Appendix: Python Virtual Environments – the Extremely Condensed Version:
Here are the commands to create, manage and use python virtual environments:
| Command | Remarks | Function |
| python3 -m venv my-virtual-env | my-virtual-env is a freely chosen name for the environment and will create a folder of this name. Add the option –system-site-packages if you want modules that were installed via system packet manager to be available in the virtual environment |
This creates a virtual environment – needed once |
| . ./my-virtual-env/bin/activate | Your shell prompt will change to (my-virtual-env) $ | Switch to this virtual environment – needed whenever you modify the environment or want to run python in this environment. |
| pip install pymbtiles | (when within the activated environment) | Installs libraries and modules into the virtual environment.
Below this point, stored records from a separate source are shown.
PR #658, opened 2018-05-14
Emotion Primitives

nitin42:
**What**: Add `emotion-primitives` to emotion monorepo

**Why**:

**How**: Integration with React primitives

**Checklist**:

- [x] Documentation
- [x] Tests
- [x] Code complete

**TODO**

- [x] Render primitives on Web
- [x] Add all emotion features like passing props to interpolate functions, `withComponent` and etc for React Native and Sketch
- [x] Add tests
- [x] Improve error warnings
- [x] Build
- [x] Flow types

* Renders on Web ✅
* Renders on Sketch ✅
* Renders on Native ✅

Once this is done, we can extract parts for React Native and create a separate package `emotion-native`.


packages/emotion-primitives/src/emotionPrimitive.js
```diff
@@ -0,0 +1,63 @@
...
+  })
+
+  render(<View color='mistyrose' />)
+
+  const Title = Text.withComponent('Text')
+
+  render(<Title>Hello</Title>)
+*/
+export const emotionPrimitive = tag => {
+  if (Platform.OS === 'web') {
```
Andarist: imho this can be easily split at build time - we can create 2 separate bundles and point from package.json with main/module and react-native keys appropriately

packages/emotion-primitives/src/splitProps.js
```diff
@@ -0,0 +1,57 @@
...
+    return viewStyleProps.includes(propName)
+  } else if (element === 'Image') {
+    return imageStyleProps.includes(propName)
+  }
+
+  return false
+}
+
+export function splitProps(rootEl, props) {
+  const rest = { ...props }
```
Andarist: this will make a copy of `props`, seems redundant as u only read from it anyway

packages/emotion-primitives/src/splitProps.js
```diff
@@ -0,0 +1,57 @@
...
+    return imageProps.includes(propName)
+  }
+
+  return false
+}
+
+export function getPrimitiveProps(element, props) {
+  const acc = {}
+
+  Object.keys(props).forEach(prop => {
```
Andarist: iteration style seems inconsistent with `splitProps` where for similar job you use `.reduce`

packages/emotion-primitives/src/emotionPrimitive.js
nitin42: That would be great.

packages/emotion-primitives/src/splitProps.js
nitin42: Haha ya I think I forgot to refactor before pushing the code. We can remove this since 'props' is pass by value.

packages/emotion-primitives/src/splitProps.js
nitin42: This will change in next commit. I was testing some weird behaviour caused due to primitive props like onLongPress.

tkh44:
@nitin42 I believe you can use this as an example to create the styles.

https://github.com/emotion-js/next/blob/master/packages/serialize/src/index.js#L66

https://github.com/emotion-js/next/blob/032eab919602eca87165e92b0546bb76f95a0733/packages/css/src/index.js#L4

nitin42:
Thanks @tkh44 ! Got it working. Wrapping up the work now by preparing docs, examples and demos for all the platforms (native, web and sketch).

packages/emotion-primitives/src/emotion-native.js
```diff
@@ -0,0 +1,58 @@
+import React from 'react'
```
Andarist: `import * as React from 'react'` works better with typings

packages/emotion-primitives/src/emotion-native.js
```diff
@@ -0,0 +1,58 @@
...
+import transform from 'css-to-react-native'
+import cssToObjects from 'css-to-object'
```
Andarist: probably should be `cssToObject`

nitin42: Not using this anymore! Haha It's better if you don't review this now 😅

packages/emotion-primitives/src/emotion-native.js
```diff
@@ -0,0 +1,58 @@
...
+    css = cssToObjects(styles.join(''))
+
+    Object.keys(css).forEach(prop => {
+      cssToRN.push([prop, css[prop]])
+    })
+
+    // Resolve the style using StyleSheet.create
+    rnStyles = resolveStyles([transform(cssToRN)])
+  } else {
+    rnStyles = [...styles]
```
Andarist: **i think** spread in general has some extra work to do (like dealing with array holes, using iteration protocol etc), I guess this is known to be an array so `styles.concat()` should be slightly more performant

nitin42: Yup! We can definitely making changes and add bits related to performance. Since that is emotion's trademark 😉

nitin42:
Thanks @Andarist for the initial review. Now I know the contributing parts a little better. Stay tuned for some surprise. This requires some more work but it should be stabled by next week.

packages/emotion-primitives/src/emotion-native.js
```diff
@@ -0,0 +1,58 @@
...
+
+  // Store RN styles
+  let rnStyles
+
+  // If styles are not passed using the object styles
+  if (typeof styles === 'object' && Object.keys(styles) == 0) {
+    css = cssToObjects(styles.join(''))
+
+    Object.keys(css).forEach(prop => {
+      cssToRN.push([prop, css[prop]])
```
Andarist: `cssToRN` is only manipulated here and passed as argument to a function just few lines below, as it's size is known (`Object.keys(css).length`) it might be worth to preallocate it based on that

I mean smth like this:
```js
const keys = Object.keys(css)
const cssToRN = new Array(keys.length)
keys.forEach((prop, i) => {
  cssToRN[i] = [prop, css[prop]]
})
```

packages/emotion-primitives/src/index.js
```diff
@@ -0,0 +1,3 @@
+import { emotionPrimitive } from './emotionPrimitive'
```
Andarist: u can shorten it to just
```js
export { emotionPrimitive } from './emotionPrimitive'
```

packages/emotion-primitives/src/emotion-native.js
nitin42: Hm! Makes sense. But what about `Array` instantiation cost ?

packages/emotion-primitives/src/emotion-native.js
```diff
@@ -0,0 +1,58 @@
...
+    rnStyles = [...styles]
+  }
+
+  // TODO: Add all the emotion features here like theming and etc.
+  return class extends React.Component {
+    render() {
+      // Collect valid style props for the primitive
+      const { styleProps } = splitProps(tag, this.props)
+      // Collect valid props for the primitive
+      const primitiveProps = getPrimitiveProps(tag, this.props)
```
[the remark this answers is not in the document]
nitin42: This will be merged to `splitProps` instead. Like this -

```js
const { styledProps, primitiveProps }  = splitProps(tag, this.props)
```

packages/emotion-primitives/src/splitProps.js
```diff
@@ -0,0 +1,57 @@
...
+  imageProps,
+  viewProps,
+  textStyleProps,
+  viewStyleProps,
+  imageStyleProps
+} from './props'
+
+function isValidStyleProp(element, propName) {
+  if (element === 'Text') {
+    return textStyleProps.includes(propName)
```
Andarist: `includes` requires polyfills to be used by library's users if they want to support older browsers, not sure if it's worth using in that case as `indexOf` equivalent is just a little bit more verbose

packages/emotion-primitives/src/index.js
Andarist: also it seems that u should export a default here (instead of named export) with
```js
export { emotionPrimitive as default } from './emotionPrimitive'
```

packages/emotion-primitives/src/splitProps.js
nitin42: Agree! I will replace this with indexOf > -1

nitin42:
Almost done! 😅 It's ready to be reviewed.

**What was changed?**

Added new implementation for styled component. Overall, the core was refactored.

**Remaining**

Exposing platform specific API and bundling accordingly (@Andarist @tkh44 I need some help over here)

Andarist:
> Exposing platform specific API and bundling accordingly (@Andarist @tkh44 I need some help over here)

Please make sure that you have checked "Allow edits from maintainers." checkbox here - I will try to find some time to add needed changes to this PR tomorrow. This doesn't have to block this PR though - it's just a small optimization that can be done.

nitin42:
Cool! I was thinking of removing react-emotion first from this package but realised that may be we can bundle accordingly! Thanks.

packages/emotion-primitives/src/convertToRNStyles.js
```diff
@@ -0,0 +1,109 @@
...
+    styles += handleInterpolation.call(
+      this,
+      interpolation,
+      styles.charCodeAt(styles.length - 1) === 46
+    )
+
+    if (stringMode === true && strings[i + 1] !== undefined) {
+      styles += strings[i + 1]
+    }
+  }, this)
```
Andarist: wouldnt arrow function be good enough here? passing `this` like that is a little bit surprising for the reader at the first moment

nitin42: It was to me too when I first referenced this with @emotion/css. We can change this, no issues.

packages/emotion-primitives/src/convertToRNStyles.js
```diff
@@ -0,0 +1,109 @@
...
+
+  return styles
+}
+
+function convertStyles(str) {
+  if (typeof str === 'string' && str.length === 0) return str
```
Andarist: we could return `''` here, i doubt it is any different than returning `str` here which is an empty string in that case and making it more explicit would help recognizing the intention a little bit sooner (not that it's particularly hard to see it in current form, but still 🤷‍♂️ )

nitin42: Haha, sure!

packages/emotion-primitives/src/convertToRNStyles.js
```diff
@@ -0,0 +1,109 @@
...
+  const styleObj = []
+
+  const parsedString = str.split(';')
+
+  parsedString.forEach(style => {
+    if (typeof style === 'string') {
+      // Get prop name and prop value
+      const ar = style.split(': ')
+
+      if (ar[0] && ar[1]) {
```
Andarist: both need to be coerced to booleans, we could make this more explicit by checking `ar.length === 2`

packages/emotion-primitives/src/convertToRNStyles.js
```diff
@@ -0,0 +1,109 @@
...
+
+function convertStyles(str) {
+  if (typeof str === 'string' && str.length === 0) return str
+
+  const styleObj = []
+
+  const parsedString = str.split(';')
+
+  parsedString.forEach(style => {
+    if (typeof style === 'string') {
```
Andarist: this if statement seems unnecessary, `style` has to be a string because it's outcome of `str.split(';')`

packages/emotion-primitives/src/convertToRNStyles.js
```diff
@@ -0,0 +1,109 @@
...
+      // Get prop name and prop value
+      const ar = style.split(': ')
```
Andarist: shouldn't we split here by `':'`?

packages/emotion-primitives/src/convertToRNStyles.js
```diff
@@ -0,0 +1,109 @@
...
+
+    let css = createStyles.apply(this, arr)
+
+    let parsedCSS = convertStyles(css)
+
+    // Convert css styles to react native
+    let rnStyles = Array.isArray(parsedCSS) ? transform(parsedCSS) : {}
+
+    return [StyleSheet.create({ style: rnStyles }).style]
+  } else if (styles[0] == null || styles[0].raw === undefined) {
```
Andarist: nit picking: this `else` is redundant as previous block is terminated with `return` anyway, this is equivalent to:
```js
if (a) {
  return val
}

if (b) {
  return val2
}
```

packages/emotion-primitives/src/convertToRNStyles.js
```diff
@@ -0,0 +1,109 @@
...
+    return styles
```
Andarist: while I prefer this style emotion is aiming for high perf so it would probably be better to rewrite this to a for loop or forEach to avoid double iteration with `filter` + `map` combination

packages/emotion-primitives/src/convertToRNStyles.js
```diff
@@ -0,0 +1,109 @@
...
+      .filter(style => {
+        if (typeof style === 'object') {
```
Andarist: `style[0] == null` in here and unfortunately `typeof null` is an `'object'` so this one might crash here

packages/emotion-primitives/src/createEmotion.js
```diff
@@ -0,0 +1,109 @@
+import * as React from 'react'
+import reactPrimitives from 'react-primitives'
+import PropTypes from 'prop-types'
+
+import { getStyles } from './getStyles'
+import { convertToRNStyles } from './convertToRNStyles'
+
+const isValidPrimitive = primitive =>
+  ['Text', 'View', 'Image'].indexOf(primitive) > -1
```
Andarist: maybe hoist this constant array above the function to avoid unnecessary garbage collection on this, although probably modern engines should recognize it's constant and hoist it on their own, but it's hard to tell - so I would argue it's better to do that manually

packages/emotion-primitives/src/createEmotion.js
```diff
@@ -0,0 +1,109 @@
...
+  return function emotion(primitive, { displayName } = {}) {
+    return createStyledComponent
+
+    /**
+     * Create emotion styled component
+     */
+    function createStyledComponent() {
+      let styles = []
+
+      styles.push.apply(styles, arguments)
```
Andarist: i think this should be an equivalent of `function createStyledComponent(...styles) { ... }`

packages/emotion-primitives/src/createEmotion.js
```diff
@@ -0,0 +1,109 @@
...
+            primitive,
+            this.props
+          )
+
+          const emotionStyles = evalStyles(this, Styled, styles, styleOverrides)
+
+          return React.createElement(
+            getPrimitive(primitive),
+            {
+              ...toForward,
```
Andarist: `toForward` is a fresh object, it would be good to avoid making additional copy here by just mutating this object with `ref` and `style` props

Andarist: if we go that way then `children` should get attached to that object too instead of passed as 3rd argument

packages/emotion-primitives/src/createEmotion.js
```diff
@@ -0,0 +1,109 @@
...
+            this.props.children || null
+          )
+        }
+      }
+
+      Styled.primitive = primitive
+
+      Styled.withComponent = (newPrimitive, options = {}) =>
+        emotion(getPrimitive(newPrimitive), {
+          ...options
```
Andarist: is making a copy here needed? (im not sure, it might be)

packages/emotion-primitives/src/createEmotion.js
```diff
@@ -0,0 +1,109 @@
...
+}
+
+/**
+ * Creates a function that renders the styles on multiple targets with same code.
+ */
+export function createEmotionPrimitive(splitProps) {
+  /*
+   * Returns styled component
+   */
+  return function emotion(primitive, { displayName } = {}) {
```
Andarist: passing `displayName` like that is not part of react-emotion's API, do we have to do it here?

packages/emotion-primitives/src/createEmotion.js
```diff
@@ -0,0 +1,109 @@
...
+}
+
+const getStyledMetadata = ({ primitive, styles, displayName }) => ({
+  styles: primitive.styles ? primitive.styles.concat(styles) : styles,
+  primitive: primitive.primitive ? primitive.primitive : primitive,
+  displayName: displayName || `emotion(${getDisplayName(primitive)})`
+})
+
+const getDisplayName = primitive =>
+  typeof primitive === 'string' ? primitive : primitive.displayName || 'Styled'
```
Andarist: I think you should also consider reading `primitive.name` here (taking lower priority than `.displayName` ofc)

packages/emotion-primitives/src/index.js
```diff
@@ -0,0 +1,50 @@
...
+      getters[alias].tag = reactPrimitives[alias]
+      getters[alias].displayName = `emotion.${tag}`
+      return getters
+    }, {})
+  )
+
+  return styled
+}
+
+const emotion = createEmotionPrimitive(splitProps)
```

Needed once for each install. |
| python3 | (when within the activated environment) | Starts the python interpreter within the environment. |
| deactivate | Your shell prompt will change back to $ | Leave the virtual environment |
| ./my-virtual-env/bin/python3 | This will run a python interpreter in the virtual environment without first activating it |
If you installed all other python modules via your system packet manager, e.g., apt install …, they are not available in your virtual environment by default, unless you used the option –system-site-packages. If you want to change this, edit ./my-virtual-env/pyvenv.cfg – modify the line
include-system-site-packages = true
True means access is given, false it is not.